E.g. √6, √5, √17, √2, √3, are in basic form.

 \( \scriptsize \sqrt{18}\) is not in its basic form because

⇒ \( \scriptsize \sqrt{18} \\ \scriptsize = \sqrt {9 \: \times \: 2} \\ \scriptsize = \sqrt{9}\: \times \:\sqrt {2} \)

= \( \scriptsize 3 \sqrt{2} \) which is now in its basic form.

Similar Surds:

Surds are similar if their irrational parts contain the same number e.g

i.  3√a and 5√a are similar
ii. 6√x and 4√x are similar

Conjugate Surds:

Conjugate surds are two surds whose product results in a rational number.

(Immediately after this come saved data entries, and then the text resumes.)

PR #3299, opened 2015-08-31
ObjectSpace specs

chrisseaton:
@eregon please review

### DIFF
--- a/spec/ruby/core/objectspace/each_object_spec.rb
+++ b/spec/ruby/core/objectspace/each_object_spec.rb
@@ -65,19 +65,28 @@ describe "ObjectSpace.each_object" do
     ObjectSpaceFixtures::to_be_found_symbols.should include(:local)
   end
 
-  it "finds an object stored in a local variable captured in a block" do
+  it "finds an object stored in a local variable captured in a block explicitly" do
     proc = Proc.new {
-      local_in_block = ObjectSpaceFixtures::ObjectToBeFound.new(:local_in_block)
+      local_in_block = ObjectSpaceFixtures::ObjectToBeFound.new(:local_in_block_explicit)
+      Proc.new { local_in_block }
+    }.call
+
+    ObjectSpaceFixtures::to_be_found_symbols.should include(:local_in_block_explicit)
+  end
+
+  it "finds an object stored in a local variable captured in a block implicitly" do
+    proc = Proc.new {
+      local_in_block = ObjectSpaceFixtures::ObjectToBeFound.new(:local_in_block_implicit)
       Proc.new { }
     }.call
 
-    ObjectSpaceFixtures::to_be_found_symbols.should include(:local_in_block)
+    ObjectSpaceFixtures::to_be_found_symbols.should include(:local_in_block_implicit)
   end
 
   it "finds an object stored in a local variable captured in a Proc#binding" do
     binding = Proc.new {
       local_in_proc_binding = ObjectSpaceFixtures::ObjectToBeFound.new(:local_in_proc_binding)
-      Proc.new{ }.binding
+      Proc.new { }.binding
     }.call
 
     ObjectSpaceFixtures::to_be_found_symbols.should include(:local_in_proc_binding)
--- a/spec/ruby/core/objectspace/each_object_spec.rb
+++ b/spec/ruby/core/objectspace/each_object_spec.rb
@@ -1,8 +1,6 @@
 require File.expand_path('../../../spec_helper', __FILE__)
 require File.expand_path('../fixtures', __FILE__)
 
-require 'weakref'
-
 describe "ObjectSpace.each_object" do
   it "calls the block once for each living, non-immediate object in the Ruby process" do
     class ObjectSpaceSpecEachObject; end
@@ -49,20 +47,20 @@ describe "ObjectSpace.each_object" do
 
   it "finds an object stored in a global variable" do
     $object_space_global_variable = ObjectSpaceFixtures::ObjectToBeFound.new(:global)
-    ObjectSpaceFixtures::to_be_found_symbols.should include(:global)
+    ObjectSpaceFixtures.to_be_found_symbols.should include(:global)
   end
 
   it "finds an object stored in a top-level constant" do
-    ObjectSpaceFixtures::to_be_found_symbols.should include(:top_level_constant)
+    ObjectSpaceFixtures.to_be_found_symbols.should include(:top_level_constant)
   end
 
   it "finds an object stored in a second-level constant" do
-    ObjectSpaceFixtures::to_be_found_symbols.should include(:second_level_constant)
+    ObjectSpaceFixtures.to_be_found_symbols.should include(:second_level_constant)
   end
 
   it "finds an object stored in a local variable" do
     local = ObjectSpaceFixtures::ObjectToBeFound.new(:local)
-    ObjectSpaceFixtures::to_be_found_symbols.should include(:local)
+    ObjectSpaceFixtures.to_be_found_symbols.should include(:local)
   end
 
   it "finds an object stored in a local variable captured in a block explicitly" do
@@ -71,7 +69,7 @@ describe "ObjectSpace.each_object" do
       Proc.new { local_in_block }
     }.call
 
-    ObjectSpaceFixtures::to_be_found_symbols.should include(:local_in_block_explicit)
+    ObjectSpaceFixtures.to_be_found_symbols.should include(:local_in_block_explicit)
   end
 
   it "finds an object stored in a local variable captured in a block implicitly" do
@@ -80,7 +78,7 @@ describe "ObjectSpace.each_object" do
       Proc.new { }
     }.call
 
-    ObjectSpaceFixtures::to_be_found_symbols.should include(:local_in_block_implicit)
+    ObjectSpaceFixtures.to_be_found_symbols.should include(:local_in_block_implicit)
   end
 
   it "finds an object stored in a local variable captured in a Proc#binding" do
@@ -89,7 +87,7 @@ describe "ObjectSpace.each_object" do
       Proc.new { }.binding
     }.call
 
-    ObjectSpaceFixtures::to_be_found_symbols.should include(:local_in_proc_binding)
+    ObjectSpaceFixtures.to_be_found_symbols.should include(:local_in_proc_binding)
   end
 
   it "finds an object stored in a local variable captured in a Kernel#binding" do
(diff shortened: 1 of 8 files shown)


truffle/src/main/java/org/jruby/truffle/runtime/object/ObjectGraph.java
```diff
@@ -115,9 +129,23 @@ private void visitObject(DynamicObject object, ObjectGraphVisitor visitor) throw
 
             // Visit all properties
 
-            for (Property property : object.getShape().getProperties()) {
+            for (Property property : object.getShape().getPropertyListInternal(false)) {
```
eregon: Do we still need this change with the one below?

truffle/src/main/ruby/core/thread.rb
```diff
@@ -16,6 +16,13 @@ def []=(symbol, value)
     __thread_local_variables[symbol] = value
   end
 
+  def thread_variable?(symbol)
+    __thread_local_variables.has_key? symbol
+  end
+
+  alias_method :thread_variable_get, :[]
+  alias_method :thread_variable_set, :[]=
```
eregon: `Thread#[]` is *fiber-local* get!

truffle/src/main/java/org/jruby/truffle/runtime/object/ObjectGraph.java
```diff
@@ -133,8 +161,11 @@ private void visitObject(Object object, ObjectGraphVisitor visitor) throws StopV
             visitObject(entry.getKey(), visitor);
             visitObject(entry.getValue(), visitor);
             visitObject(entry.getNextInLookup(), visitor);
-        } else if (object instanceof MaterializedFrame) {
-            visitFrame((MaterializedFrame) object, visitor);
+        } else if (object instanceof Frame) {
+            visitFrame((Frame) object, visitor);
+        } else if (object instanceof InternalMethod) {
+            final InternalMethod method = (InternalMethod) object;
+            visitObject(method.getDeclarationFrame(), visitor);
```
eregon: This is only needed in the case of a method defined by `define_method` with a proc, right?

spec/ruby/core/objectspace/fixtures.rb
```diff
@@ -32,4 +32,29 @@ def self.scoped(wr)
     return Proc.new { wr.write "finalized"; wr.close }
   end
 
+  class ObjectToBeFound
+    attr_reader :id
+
+    def initialize(id)
+      @id = id
```
eregon: Could this be renamed to `@name` instead?
`id` looks like `__id__`/`object_id`.

spec/ruby/core/objectspace/each_object_spec.rb
```diff
@@ -43,4 +46,127 @@ class ObjectSpaceSpecEachOtherObject; end
     # this is needed to prevent the new_obj from being GC'd too early
     new_obj.should_not == nil
   end
+
+  it "finds an object stored in a global variable" do
+    $object_space_global_variable = ObjectSpaceFixtures::ObjectToBeFound.new(:global)
+    ObjectSpaceFixtures::to_be_found_symbols.should include(:global)
```
eregon: Syntax: use `.` for "class" methods.

spec/ruby/core/objectspace/each_object_spec.rb
```diff
@@ -43,4 +46,127 @@ class ObjectSpaceSpecEachOtherObject; end
...
+    ObjectSpaceFixtures::to_be_found_symbols.should include(:hash_value)
+  end
+
+  it "finds an object stored in an instance variable" do
+    local = ObjectSpaceFixtures::ObjectWithInstanceVariable.new
+    ObjectSpaceFixtures::to_be_found_symbols.should include(:instance_variable)
+  end
+
+  it "doesn't find an object stored in a WeakRef that should have been cleared" do
+    weak_ref = WeakRef.new(ObjectSpaceFixtures::ObjectToBeFound.new(:weakref))
```
eregon: `GC.start` provides no guarantees, especially for conservative collectors. Does this pass in MRI?

spec/ruby/core/objectspace/each_object_spec.rb
```diff
@@ -43,4 +46,127 @@ class ObjectSpaceSpecEachOtherObject; end
...
+    }.call
+
+    ObjectSpaceFixtures::to_be_found_symbols.should include(:at_exit)
+  end
+
+  it "finds an object captured in finalizer" do
+    alive = Object.new
+
+    Proc.new {
+      local = ObjectSpaceFixtures::ObjectToBeFound.new(:at_exit)
```
eregon: :finalizer

spec/ruby/core/objectspace/each_object_spec.rb
```diff
@@ -43,4 +46,127 @@ class ObjectSpaceSpecEachOtherObject; end
...
+
+      ObjectSpace.define_finalizer(alive, Proc.new {
+        local
+      })
+    }.call
+
+    ObjectSpaceFixtures::to_be_found_symbols.should include(:at_exit)
+
+    alive.should_not be_nil
```
eregon: This should not be needed, upper we rely on the current locals to not go away.

truffle/src/main/java/org/jruby/truffle/runtime/object/ObjectGraph.java
```diff
@@ -115,9 +129,23 @@ private void visitObject(DynamicObject object, ObjectGraphVisitor visitor) throw
...
 
-            for (Property property : object.getShape().getProperties()) {
+            for (Property property : object.getShape().getPropertyListInternal(false)) {
                 visitObject(property.get(object, object.getShape()), visitor);
             }
+
+            // Visit specific objects that we're managing
+
+            if (RubyGuards.isRubyModule(object)) {
+                final ModuleFields module = Layouts.MODULE.getFields(object);
```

In an expression containing a difference of two squares, it is known that

(x + y)(x – y)
= x2 – y

In a similar manner

\( \left ( \scriptsize \sqrt{x} + \sqrt{y}\right) \left (\scriptsize \sqrt{x} \: – \: \sqrt{y} \right) \\ \scriptsize = \left (\scriptsize \sqrt{x^2} \right) \scriptsize \: – \: \left (\scriptsize \sqrt{y^2} \right) \\ \scriptsize = x \: – \: y \)

Examples: 

i. conjugate of √3 – √5 = √3 + √5

ii. conjugate of -2√7 + √3 = -2√7 – √3

In general, conjugate of √x + √y = √x – √y

conjugate of √x – √y = √x + √y

Simplification of Surds:

Surds can be simplified either in their simplest forms or as a single surd.

Example 1:

i. \( \scriptsize \sqrt{50} \)
ii. \( \scriptsize \sqrt{200} \)

Solution

i. \( \scriptsize \sqrt{50} \\ \scriptsize = \sqrt{2 \: \times \: 25} \\ \scriptsize = \sqrt{2} \: \times \: \sqrt{25} \\ \scriptsize = \sqrt{2} \: \times \: 5\)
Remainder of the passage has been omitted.